***** Extracted material *****

PR #9640, opened 2023-06-08
Add support for new Starlette request.form() parameters max_files

will-franceys:
Context:

- Starlette added `max_files` to `request.form()` parameters and a default limit to limiting max files. See the changes [here](https://github.com/encode/starlette/commit/8c74c2c8dba7030154f8af18e016136bea1938fa) due to [this](https://github.com/advisories/GHSA-74m5-2c7w-9w3x) advisory
- This means when sending multipart-form requests to FastAPI with more than 1000 files will break, see the reported issue [here](https://github.com/tiangolo/fastapi/discussions/9634)
- This PR adds an option to configure this setting through FastAPI

Changes:

- Added an option `max_files` to the route decorators to set this

```python
@app.post("/", max_files=2000)
def files(files: list[UploadFile]):
    return files
```

Tests:

- Added a test to check the default behaviour remains the same and also checks that the new setting works

Questions and TODOs:

- [ ] Is this the right approach? Is there a standard FastAPI pattern for setting this type of configuration?
- [ ] Update docs if this is the right approach
- [ ] Include max_fields option
- [ ] Make test assert the error detail as well


tests/test_startlette_request_form.py
```diff
@@ -0,0 +1,34 @@
...
+
+client = TestClient(app)
+
+
+def test_max_files_setting_default():
+    # Test Starlette default remains in place
+    files = [("files", ("foo.txt", "foo"))] * 1500
+    response = client.post("/route-with-default-limit", files=files)
+    # Fails with {'detail': 'Too many files. Maximum number of files is 1000.'}
+    assert response.status_code == 400
```
goranmrd, line 27: Why don't you assert against error details ? Like this is too broad.

adriangb:
How about using `annotated-types`' `MaxLen`: https://github.com/annotated-types/annotated-types/blob/a31912d536cd2a4e4e05d243bdbc941515633293/annotated_types/__init__.py#L243-L250.

Usage would be `async def endoint(files: Annotated[list[UploadFile], MaxLen(10)])` which is nicely analogous to `async def endpoint(users: Annotated[list[User], MaxLen(10)])`

tests/test_startlette_request_form.py
wfranceys: Sound sensible will include! It is annoying to couple against the text in starlette

wfranceys:
> How about using `annotated-types`' `MaxLen`: https://github.com/annotated-types/annotated-types/#minlen-maxlen-len.
> 
> Usage would be `async def endoint(files: Annotated[list[UploadFile], MaxLen(10)])` which is nicely analogous to `async def endpoint(users: Annotated[list[User], MaxLen(10)])`

@adriangb Interesting! Will take a look at that approach 

From what I can see I believe this would be the first usage of the [annotated-types](https://github.com/annotated-types/annotated-types) library in FastAPI - I would feel hesitant to put forward such a dependency without it being the recommended approach

adriangb:
It’s going to be a dependency anyway via Pydantic V2

wfranceys:
> It’s going to be a dependency anyway via Pydantic V2

@adriangb Ah great, that's good to know thanks! 

Do you know at all if FastAPI will start using them as a common pattern?

adriangb:
Yes it will be, Sebastián is working on but not sure when he’ll be merging the PR with Pydantic V2, but I’m guessing before this PR

tiangolo:
📝 Docs preview for commit 6212e1f3b3923bd608188caa33208f3277ac5197 at: https://6486235a6038ce493d4f630f--fastapi.netlify.app

gungjodi:
hi @tiangolo @adriangb any updates on this?

cardoso-neto:
Having the ability to do this would be useful for many usecases. Looking forward for updates.

Themis3000:
For my specific use case this is pretty important to me. Anyone aware of any workarounds? Any updates on this?

aaoobd3:
any updates on this

gungjodi:
Hi,
I found a workaround on this issue. As pointed on this [StackOverflow thread ](https://stackoverflow.com/questions/76970173/how-to-get-files-and-form-data-using-the-request-object-in-fastapi)

Basically, you need to set the request.form on Starlette's Request object as below : 

Set max files / max fields
```
async def get_body(request: Request):
    try:
        ## adjust max_fields & max_files based on your needs
        return await request.form(max_fields=1000000, max_files=100000)
    except Exception as exc:
        raise HTTPException(status_code=400, detail='Invalid Form data') from exc
```

then on your route, use above function as Depend on body
```
@app.post("/send-files")
async def send_results_endpoint(body = Depends(get_body)):
    ## get your files using getlist('<files field name>')
    if isinstance(body, FormData):
        files = body.getlist('files')

    ## 'files' variable will be instance of List[UploadFile]
    ....process your files here
    
    return {
        'totalFiles': len(files)
    }
```

Hope this helps

Yrij-Zhavoronkov:
What's the outcome? It's already 2025, but it's still not possible to conveniently set the maximum number of files?

Yrij-Zhavoronkov:
> Hi, I found a workaround on this issue. As pointed on this [StackOverflow thread ](https://stackoverflow.com/questions/76970173/how-to-get-files-and-form-data-using-the-request-object-in-fastapi)
> 
> Basically, you need to set the max_fields & max_files in request.form on Starlette's Request object as below :
> 
> Set max files / max fields
> 
> ```
> async def get_body(request: Request):
>     try:
>         ## adjust max_fields & max_files based on your needs
>         return await request.form(max_fields=1000000, max_files=100000)
>     except Exception as exc:
>         raise HTTPException(status_code=400, detail='Invalid Form data') from exc
> ```
> 
> then on your route, use above function as Depend on body
> 
> ```
> @app.post("/send-files")
> async def send_files(body = Depends(get_body)):
>     ## get your files using getlist('<files field name>')
>     if isinstance(body, FormData):
>         files = body.getlist('files')
> 
>     ## 'files' variable will be instance of List[UploadFile]
>     ....process your files here
>     
>     return {
>         'totalFiles': len(files)
>     }
> ```
> 
> image
> 
> Hope this helps

Your solution looks to work, but it’s not clear how to combine it with this:
```
@app.post("/images")
async def upload_images(
   field_0: Annotated[str, Body(...)],
   ...
   field_k: Annotated[str, Body(...)],
   images: Annotated[List[UploadFile], File()]):
```

without losing the default behavior (pydantic type validations, auto documentation, etc..). So far the only option that comes to mind is: parse the form, create a pydantic model, perform validation, pass the fields directly to the method `upload_images`.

*****

### What you will do
When copying the data above, please keep exactly the lines from its first line through the line with "- [ ] Update", both ends included, and drop the rest.

### Task output
PR #9640, opened 2023-06-08
Add support for new Starlette request.form() parameters max_files

will-franceys:
Context:

- Starlette added `max_files` to `request.form()` parameters and a default limit to limiting max files. See the changes [here](https://github.com/encode/starlette/commit/8c74c2c8dba7030154f8af18e016136bea1938fa) due to [this](https://github.com/advisories/GHSA-74m5-2c7w-9w3x) advisory
- This means when sending multipart-form requests to FastAPI with more than 1000 files will break, see the reported issue [here](https://github.com/tiangolo/fastapi/discussions/9634)
- This PR adds an option to configure this setting through FastAPI

Changes:

- Added an option `max_files` to the route decorators to set this

```python
@app.post("/", max_files=2000)
def files(files: list[UploadFile]):
    return files
```

Tests:

- Added a test to check the default behaviour remains the same and also checks that the new setting works

Questions and TODOs:

- [ ] Is this the right approach? Is there a standard FastAPI pattern for setting this type of configuration?
- [ ] Update docs if this is the right approach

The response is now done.